# [Excerpts from a dataset]
Segment Open

PR #436, opened 2025-07-17
Support byte range downloads

clostao:
## Overview

This PR implements comprehensive [HTTP range request support](https://developer.mozilla.org/en-US/docs/Web/HTTP/Reference/Headers/Content-Range) for the Auto-Drive download system, enabling partial content downloads, streaming optimization, and resumable file transfers.

### Core Features
- **HTTP Range Request Parsing**: Parse `Range: bytes=start-end` headers
- **HTTP 206 Partial Content**: Return proper 206 responses with `Content-Range` headers

### Minor changes

- Created interface ObjectFetcher with two implementations: `DBObjectFetcher` and `FileGatewayObjectFetcher`.
- Unified mechanism for composing nodes
- Other refactors for simplifying the repo structure

### DIFF
--- a/backend/src/utils/http.ts
+++ b/backend/src/utils/http.ts
@@ -1,0 +1,15 @@
+import { Request } from 'express'
+import { ByteRange } from '@autonomys/file-caching'
+
+export const getByteRange = (req: Request): ByteRange | undefined => {
+  const byteRange = req.headers['content-range']
+  if (byteRange == null) {
+    return undefined
+  }
+  const header = 'bytes '
+
+  const [start, end] = byteRange.slice(header.length).split('-')
+  const startNumber = Number(start)
+  const endNumber = end && end !== '*' ? Number(end) : undefined
+  return [startNumber, endNumber]
+}
--- a/packages/models/package.json
+++ b/packages/models/package.json
@@ -14,7 +14,8 @@
     "url": "https://www.autonomys.net"
   },
   "dependencies": {
-    "@autonomys/auto-dag-data": "^1.3.1",
+    "@autonomys/auto-dag-data": "^1.5.10",
+    "@autonomys/file-caching": "^1.5.10",
     "zod": "^3.24.2"
   },
   "devDependencies": {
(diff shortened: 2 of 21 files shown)


backend/src/utils/http.ts
```diff
@@ -0,0 +1,15 @@
+import { Request } from 'express'
+import { ByteRange } from '@autonomys/file-caching'
+
+export const getByteRange = (req: Request): ByteRange | undefined => {
+  const byteRange = req.headers['content-range']
+  if (byteRange == null) {
+    return undefined
+  }
```
jfrank-summit, line 8: It would be useful to do some further validation (formatting, negative numbers, start > end, etc.).

backend/src/utils/http.ts
```diff
@@ -0,0 +1,15 @@
+import { Request } from 'express'
+import { ByteRange } from '@autonomys/file-caching'
+
+export const getByteRange = (req: Request): ByteRange | undefined => {
+  const byteRange = req.headers['content-range']
```
jfrank-summit, line 5: I think this should be looking for a [`range` header](https://developer.mozilla.org/en-US/docs/Web/HTTP/Guides/Range_requests) in the request. [`content-range`](https://developer.mozilla.org/en-US/docs/Web/HTTP/Reference/Headers/Content-Range) is used in the response.

packages/models/package.json
```diff
@@ -14,7 +14,8 @@
     "url": "https://www.autonomys.net"
   },
   "dependencies": {
-    "@autonomys/auto-dag-data": "^1.3.1",
+    "@autonomys/auto-dag-data": "^1.5.10",
+    "@autonomys/file-caching": "^1.5.10",
```
jfrank-summit, line 18: We are updating to `1.5.11` elsewhere in this PR.

jfrank-summit (commented):
Just a few minor comments.

jfrank-summit (approved):
LGTM

PR #445, opened 2025-07-29
Gateway improvements

clostao:
This PR implements several changes to the multi-network gateway:

- Adds a timeout to download response
- Adds handler for underlying failing requests
- Single API creation
- Enhanced version of Promise.all where the first not null element is returned not waiting for the rest of requests


gateway/src/http.ts
```diff
@@ -14,8 +14,14 @@ export const internalRedirect = async (
 
   const response = await fetch(_url, {
     headers,
+    signal: AbortSignal.timeout(30_000),
```
jfrank-summit, line 17: Is 30 seconds sufficient? Should this be configurable?

clostao: I agree should be configurable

Segment Closed

# [YOUR OBJECTIVE]
Retype every record above exactly as it stands.

# [TASK RESPONSE]
PR #436, opened 2025-07-17
Support byte range downloads

clostao:
## Overview

This PR implements comprehensive [HTTP range request support](https://developer.mozilla.org/en-US/docs/Web/HTTP/Reference/Headers/Content-Range) for the Auto-Drive download system, enabling partial content downloads, streaming optimization, and resumable file transfers.

### Core Features
- **HTTP Range Request Parsing**: Parse `Range: bytes=start-end` headers
- **HTTP 206 Partial Content**: Return proper 206 responses with `Content-Range` headers

### Minor changes

- Created interface ObjectFetcher with two implementations: `DBObjectFetcher` and `FileGatewayObjectFetcher`.
- Unified mechanism for composing nodes
- Other refactors for simplifying the repo structure

### DIFF
--- a/backend/src/utils/http.ts
+++ b/backend/src/utils/http.ts
@@ -1,0 +1,15 @@
+import { Request } from 'express'
+import { ByteRange } from '@autonomys/file-caching'
+
+export const getByteRange = (req: Request): ByteRange | undefined => {
+  const byteRange = req.headers['content-range']
+  if (byteRange == null) {
+    return undefined
+  }
+  const header = 'bytes '
+
+  const [start, end] = byteRange.slice(header.length).split('-')
+  const startNumber = Number(start)
+  const endNumber = end && end !== '*' ? Number(end) : undefined
+  return [startNumber, endNumber]
+}
--- a/packages/models/package.json
+++ b/packages/models/package.json
@@ -14,7 +14,8 @@
     "url": "https://www.autonomys.net"
   },
   "dependencies": {
-    "@autonomys/auto-dag-data": "^1.3.1",
+    "@autonomys/auto-dag-data": "^1.5.10",
+    "@autonomys/file-caching": "^1.5.10",
     "zod": "^3.24.2"
   },
   "devDependencies": {
(diff shortened: 2 of 21 files shown)


backend/src/utils/http.ts
```diff
@@ -0,0 +1,15 @@
+import { Request } from 'express'
+import { ByteRange } from '@autonomys/file-caching'
+
+export const getByteRange = (req: Request): ByteRange | undefined => {
+  const byteRange = req.headers['content-range']
+  if (byteRange == null) {
+    return undefined
+  }
```
jfrank-summit, line 8: It would be useful to do some further validation (formatting, negative numbers, start > end, etc.).

backend/src/utils/http.ts
```diff
@@ -0,0 +1,15 @@
+import { Request } from 'express'
+import { ByteRange } from '@autonomys/file-caching'
+
+export const getByteRange = (req: Request): ByteRange | undefined => {
+  const byteRange = req.headers['content-range']
```
jfrank-summit, line 5: I think this should be looking for a [`range` header](https://developer.mozilla.org/en-US/docs/Web/HTTP/Guides/Range_requests) in the request. [`content-range`](https://developer.mozilla.org/en-US/docs/Web/HTTP/Reference/Headers/Content-Range) is used in the response.

packages/models/package.json
```diff
@@ -14,7 +14,8 @@
     "url": "https://www.autonomys.net"
   },
   "dependencies": {
-    "@autonomys/auto-dag-data": "^1.3.1",
+    "@autonomys/auto-dag-data": "^1.5.10",
+    "@autonomys/file-caching": "^1.5.10",
```
jfrank-summit, line 18: We are updating to `1.5.11` elsewhere in this PR.

jfrank-summit (commented):
Just a few minor comments.

jfrank-summit (approved):
LGTM

PR #445, opened 2025-07-29
Gateway improvements

clostao:
This PR implements several changes to the multi-network gateway:

- Adds a timeout to download response
- Adds handler for underlying failing requests
- Single API creation
- Enhanced version of Promise.all where the first not null element is returned not waiting for the rest of requests


gateway/src/http.ts
```diff
@@ -14,8 +14,14 @@ export const internalRedirect = async (
 
   const response = await fetch(_url, {
     headers,
+    signal: AbortSignal.timeout(30_000),
```
jfrank-summit, line 17: Is 30 seconds sufficient? Should this be configurable?

clostao: I agree should be configurable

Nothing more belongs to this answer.